--- Directions for this task ---
Would you copy out each line of the records below that includes the word "Optional"?

[Data entries]

◆ ◆ ◆ ◆ ◆

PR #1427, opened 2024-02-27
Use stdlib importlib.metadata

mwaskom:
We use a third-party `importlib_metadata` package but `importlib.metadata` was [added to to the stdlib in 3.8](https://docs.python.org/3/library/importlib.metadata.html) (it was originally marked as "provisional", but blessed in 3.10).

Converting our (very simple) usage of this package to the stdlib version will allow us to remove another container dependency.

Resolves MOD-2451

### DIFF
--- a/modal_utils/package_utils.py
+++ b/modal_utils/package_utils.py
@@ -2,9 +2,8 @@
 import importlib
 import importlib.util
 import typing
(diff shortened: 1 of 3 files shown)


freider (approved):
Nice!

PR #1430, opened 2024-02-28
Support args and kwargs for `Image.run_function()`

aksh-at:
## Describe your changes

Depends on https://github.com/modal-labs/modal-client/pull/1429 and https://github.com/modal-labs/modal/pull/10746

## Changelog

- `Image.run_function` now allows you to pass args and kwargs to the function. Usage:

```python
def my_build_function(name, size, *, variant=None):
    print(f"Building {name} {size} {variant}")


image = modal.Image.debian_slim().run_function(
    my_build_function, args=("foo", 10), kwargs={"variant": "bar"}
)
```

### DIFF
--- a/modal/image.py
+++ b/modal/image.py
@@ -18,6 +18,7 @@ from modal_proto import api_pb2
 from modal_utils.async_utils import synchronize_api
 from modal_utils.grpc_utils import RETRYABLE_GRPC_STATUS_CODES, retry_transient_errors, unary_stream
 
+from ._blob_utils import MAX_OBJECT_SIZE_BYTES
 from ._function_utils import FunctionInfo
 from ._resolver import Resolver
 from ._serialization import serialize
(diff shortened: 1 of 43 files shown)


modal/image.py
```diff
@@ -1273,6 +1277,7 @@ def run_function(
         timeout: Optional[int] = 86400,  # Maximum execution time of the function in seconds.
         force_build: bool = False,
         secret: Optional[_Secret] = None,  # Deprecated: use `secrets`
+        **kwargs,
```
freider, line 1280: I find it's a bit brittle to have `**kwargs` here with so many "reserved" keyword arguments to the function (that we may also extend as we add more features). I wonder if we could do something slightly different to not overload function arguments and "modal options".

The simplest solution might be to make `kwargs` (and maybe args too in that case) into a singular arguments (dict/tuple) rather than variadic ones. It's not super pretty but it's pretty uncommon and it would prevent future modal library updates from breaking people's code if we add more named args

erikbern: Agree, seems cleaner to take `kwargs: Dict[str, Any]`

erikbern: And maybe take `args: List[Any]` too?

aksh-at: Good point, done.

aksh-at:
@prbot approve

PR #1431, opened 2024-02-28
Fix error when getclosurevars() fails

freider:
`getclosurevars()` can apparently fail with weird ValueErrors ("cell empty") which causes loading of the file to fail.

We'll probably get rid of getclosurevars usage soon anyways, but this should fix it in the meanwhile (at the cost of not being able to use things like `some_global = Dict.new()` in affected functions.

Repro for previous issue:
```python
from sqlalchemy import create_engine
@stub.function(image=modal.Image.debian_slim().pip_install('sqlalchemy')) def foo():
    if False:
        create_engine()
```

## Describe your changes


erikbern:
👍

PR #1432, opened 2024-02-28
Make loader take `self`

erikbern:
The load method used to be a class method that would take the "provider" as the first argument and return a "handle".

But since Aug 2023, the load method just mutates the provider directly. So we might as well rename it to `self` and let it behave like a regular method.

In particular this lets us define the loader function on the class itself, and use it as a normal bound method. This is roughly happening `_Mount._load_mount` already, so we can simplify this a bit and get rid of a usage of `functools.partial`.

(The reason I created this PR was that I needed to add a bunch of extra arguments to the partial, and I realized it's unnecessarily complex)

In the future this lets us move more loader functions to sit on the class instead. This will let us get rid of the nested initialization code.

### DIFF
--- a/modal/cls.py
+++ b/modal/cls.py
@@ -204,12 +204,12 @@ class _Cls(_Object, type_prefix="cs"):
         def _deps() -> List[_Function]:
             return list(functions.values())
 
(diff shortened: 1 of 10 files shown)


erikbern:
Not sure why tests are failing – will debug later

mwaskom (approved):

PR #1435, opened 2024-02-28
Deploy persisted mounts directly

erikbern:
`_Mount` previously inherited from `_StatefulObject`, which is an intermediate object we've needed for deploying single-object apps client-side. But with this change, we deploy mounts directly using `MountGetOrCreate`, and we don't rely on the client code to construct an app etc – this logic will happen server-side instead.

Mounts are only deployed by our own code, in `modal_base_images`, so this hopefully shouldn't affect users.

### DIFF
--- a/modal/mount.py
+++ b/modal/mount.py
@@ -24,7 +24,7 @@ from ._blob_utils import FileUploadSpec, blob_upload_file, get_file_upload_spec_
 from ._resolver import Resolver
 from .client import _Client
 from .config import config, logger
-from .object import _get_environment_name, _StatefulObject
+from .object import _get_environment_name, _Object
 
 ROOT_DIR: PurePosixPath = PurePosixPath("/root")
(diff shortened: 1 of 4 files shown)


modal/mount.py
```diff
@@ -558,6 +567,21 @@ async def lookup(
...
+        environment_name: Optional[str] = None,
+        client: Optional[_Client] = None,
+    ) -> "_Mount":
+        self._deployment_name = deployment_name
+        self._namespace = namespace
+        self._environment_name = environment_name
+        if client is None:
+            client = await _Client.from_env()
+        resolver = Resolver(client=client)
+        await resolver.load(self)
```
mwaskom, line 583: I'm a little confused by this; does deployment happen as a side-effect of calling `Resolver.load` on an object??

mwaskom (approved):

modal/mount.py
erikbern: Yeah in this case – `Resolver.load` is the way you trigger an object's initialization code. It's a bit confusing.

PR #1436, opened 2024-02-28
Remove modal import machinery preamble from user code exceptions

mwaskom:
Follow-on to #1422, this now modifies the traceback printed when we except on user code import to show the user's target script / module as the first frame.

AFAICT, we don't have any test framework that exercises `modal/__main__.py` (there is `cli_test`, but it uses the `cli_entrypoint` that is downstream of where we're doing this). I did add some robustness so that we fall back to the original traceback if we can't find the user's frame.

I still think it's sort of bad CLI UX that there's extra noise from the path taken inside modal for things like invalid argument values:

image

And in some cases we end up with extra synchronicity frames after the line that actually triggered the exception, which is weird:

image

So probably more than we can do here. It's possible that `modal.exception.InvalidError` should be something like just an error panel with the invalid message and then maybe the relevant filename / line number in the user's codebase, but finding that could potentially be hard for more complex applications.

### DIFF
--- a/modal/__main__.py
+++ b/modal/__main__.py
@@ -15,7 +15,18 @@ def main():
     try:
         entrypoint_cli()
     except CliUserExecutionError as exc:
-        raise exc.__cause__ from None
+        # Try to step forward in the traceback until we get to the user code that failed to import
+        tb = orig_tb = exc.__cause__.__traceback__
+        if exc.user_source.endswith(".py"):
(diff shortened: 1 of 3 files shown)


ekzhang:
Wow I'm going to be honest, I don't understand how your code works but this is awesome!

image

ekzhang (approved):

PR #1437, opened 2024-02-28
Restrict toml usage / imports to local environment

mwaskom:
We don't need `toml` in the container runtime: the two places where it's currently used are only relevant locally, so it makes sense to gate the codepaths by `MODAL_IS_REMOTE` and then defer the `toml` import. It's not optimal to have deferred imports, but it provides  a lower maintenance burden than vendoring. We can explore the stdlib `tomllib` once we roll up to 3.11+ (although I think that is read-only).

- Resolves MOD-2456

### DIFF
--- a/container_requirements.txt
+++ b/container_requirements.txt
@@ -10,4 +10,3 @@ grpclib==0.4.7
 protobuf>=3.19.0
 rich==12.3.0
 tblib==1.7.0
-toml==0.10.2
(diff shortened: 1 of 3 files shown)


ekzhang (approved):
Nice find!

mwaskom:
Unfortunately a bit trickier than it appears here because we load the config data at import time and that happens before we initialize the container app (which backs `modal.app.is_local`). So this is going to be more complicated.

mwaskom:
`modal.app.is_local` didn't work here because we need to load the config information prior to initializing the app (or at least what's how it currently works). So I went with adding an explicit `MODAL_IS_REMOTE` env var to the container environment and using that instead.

◆ ◆ ◆ ◆ ◆

--- Answer box ---
         timeout: Optional[int] = 86400,  # Maximum execution time of the function in seconds.
         secret: Optional[_Secret] = None,  # Deprecated: use `secrets`
+        environment_name: Optional[str] = None,
+        client: Optional[_Client] = None,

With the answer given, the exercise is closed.